TASK REQUIREMENTS: Whatever appears in the records, write it out again exactly.

(Data records)
-*-
PR #1827, opened 2017-02-22
Update macs2.py with dm3 genome size

apastore:


chapmanb:
Alessandro -- thank you for the addition.

PR #1840, opened 2017-03-01
Fix coverage QC metrics for WGS

vladsaveliev:
This PR fixes the issue of WGS runs missing the QC metrics. 

The problem is that metrics are only added if `"base"` is in the `out` dict, whereas `"base"` is added only if either `goleft indexcov` or detailed coverage is run, and both are skipped for WGS.

Plus unrelated minor fix in multiqc.


chapmanb:
Vlad -- thanks so much for catching this and for the fix.

PR #1842, opened 2017-03-05
Qualimap file upload improvements

vladsaveliev:
- A small fix in Qualimap files uploading in order to make MultiQC happy when displaying sample names in Qualimap plots.


vladsaveliev:
Few more changes:
- Added a CWL-style file dict into RNAseq Qualimap method, on the model of the DNAseq version.
- Turning back uploading Qualimap images and HTML reports (it was removed in the DNAseq version after switching to the CWL-style dicts)

chapmanb:
Vlad, thanks so much for the all the updates and fixes with the new-style specifications. Much appreciated.

Issue #1850, opened 2017-03-08
AttributeError: 'module' object has no attribute 'etree' when parsing qsignature


lbeltrame:
An almost up to date pipeline yields this when handling qsignature:

```python
[2017-03-08T10:19Z] hibari: Unexpected error
Traceback (most recent call last):
  File "/opt/bcbio/anaconda/lib/python2.7/site-packages/bcbio/distributed/ipythontasks.py", line 50, in _setup_logging
    yield config
  File "/opt/bcbio/anaconda/lib/python2.7/site-packages/bcbio/distributed/ipythontasks.py", line 283, in qsignature_summary
    return ipython.zip_args(apply(qsignature.summary, *args))
  File "/opt/bcbio/anaconda/lib/python2.7/site-packages/bcbio/qc/qsignature.py", line 110, in summary
    out_warn_file, samples[0][0])
  File "/opt/bcbio/anaconda/lib/python2.7/site-packages/bcbio/qc/qsignature.py", line 141, in _parse_qsignature_output
    et = lxml.etree.parse(in_handle)
```

chapmanb:
Luca -- thanks much for the report and apologies about the issue. I was fixing this from a report by @ohofmann last night so it should be good to go now. Let us know if you run into any other issues at all.

lbeltrame:
Funny, I updated but I don't see the change in the code... I wonder if it's the update playing tricks on me.

PR #1851, opened 2017-03-08
Fix lxml.etree call in qsignature

lbeltrame:
lxml.etree.parse isn't valid, therefore we just import lxml.etree as
etree.

Fixes issue #1850.


chapmanb:
Thank you for this. Apologies, I was pushing an equivalent fix at the same time. Thanks for being on top of this.

PR #1853, opened 2017-03-09
Seq2C custom options fix

vladsaveliev:
Thanks for being ahead of me Brad in this! 

A minor fix from me, to avoid overriding the options in case of presence of normals. This won't affect Marisa's and Sally's case as they use -E for germline, but good to have this fix anyway.


chapmanb:
Great catch -- thanks much Vlad.

PR #1857, opened 2017-03-14
Some improvements and cleanups in the VarScan support

cbrueffer:


chapmanb:
Thanks much for the cleanup and additional support for the minimum fraction in single sample outputs. We always appreciate cleaner code.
-*-
ANSWER SECTION:
PR #1827, opened 2017-02-22
Update macs2.py with dm3 genome size

apastore:


chapmanb:
Alessandro -- thank you for the addition.

PR #1840, opened 2017-03-01
Fix coverage QC metrics for WGS

vladsaveliev:
This PR fixes the issue of WGS runs missing the QC metrics. 

The problem is that metrics are only added if `"base"` is in the `out` dict, whereas `"base"` is added only if either `goleft indexcov` or detailed coverage is run, and both are skipped for WGS.

Plus unrelated minor fix in multiqc.


chapmanb:
Vlad -- thanks so much for catching this and for the fix.

PR #1842, opened 2017-03-05
Qualimap file upload improvements

vladsaveliev:
- A small fix in Qualimap files uploading in order to make MultiQC happy when displaying sample names in Qualimap plots.


vladsaveliev:
Few more changes:
- Added a CWL-style file dict into RNAseq Qualimap method, on the model of the DNAseq version.
- Turning back uploading Qualimap images and HTML reports (it was removed in the DNAseq version after switching to the CWL-style dicts)

chapmanb:
Vlad, thanks so much for the all the updates and fixes with the new-style specifications. Much appreciated.

Issue #1850, opened 2017-03-08
AttributeError: 'module' object has no attribute 'etree' when parsing qsignature


lbeltrame:
An almost up to date pipeline yields this when handling qsignature:

```python
[2017-03-08T10:19Z] hibari: Unexpected error
Traceback (most recent call last):
  File "/opt/bcbio/anaconda/lib/python2.7/site-packages/bcbio/distributed/ipythontasks.py", line 50, in _setup_logging
    yield config
  File "/opt/bcbio/anaconda/lib/python2.7/site-packages/bcbio/distributed/ipythontasks.py", line 283, in qsignature_summary
    return ipython.zip_args(apply(qsignature.summary, *args))
  File "/opt/bcbio/anaconda/lib/python2.7/site-packages/bcbio/qc/qsignature.py", line 110, in summary
    out_warn_file, samples[0][0])
  File "/opt/bcbio/anaconda/lib/python2.7/site-packages/bcbio/qc/qsignature.py", line 141, in _parse_qsignature_output
    et = lxml.etree.parse(in_handle)
```

chapmanb:
Luca -- thanks much for the report and apologies about the issue. I was fixing this from a report by @ohofmann last night so it should be good to go now. Let us know if you run into any other issues at all.

lbeltrame:
Funny, I updated but I don't see the change in the code... I wonder if it's the update playing tricks on me.

PR #1851, opened 2017-03-08
Fix lxml.etree call in qsignature

lbeltrame:
lxml.etree.parse isn't valid, therefore we just import lxml.etree as
etree.

Fixes issue #1850.


chapmanb:
Thank you for this. Apologies, I was pushing an equivalent fix at the same time. Thanks for being on top of this.

PR #1853, opened 2017-03-09
Seq2C custom options fix

vladsaveliev:
Thanks for being ahead of me Brad in this! 

A minor fix from me, to avoid overriding the options in case of presence of normals. This won't affect Marisa's and Sally's case as they use -E for germline, but good to have this fix anyway.


chapmanb:
Great catch -- thanks much Vlad.

PR #1857, opened 2017-03-14
Some improvements and cleanups in the VarScan support

cbrueffer:


chapmanb:
Thanks much for the cleanup and additional support for the minimum fraction in single sample outputs. We always appreciate cleaner code.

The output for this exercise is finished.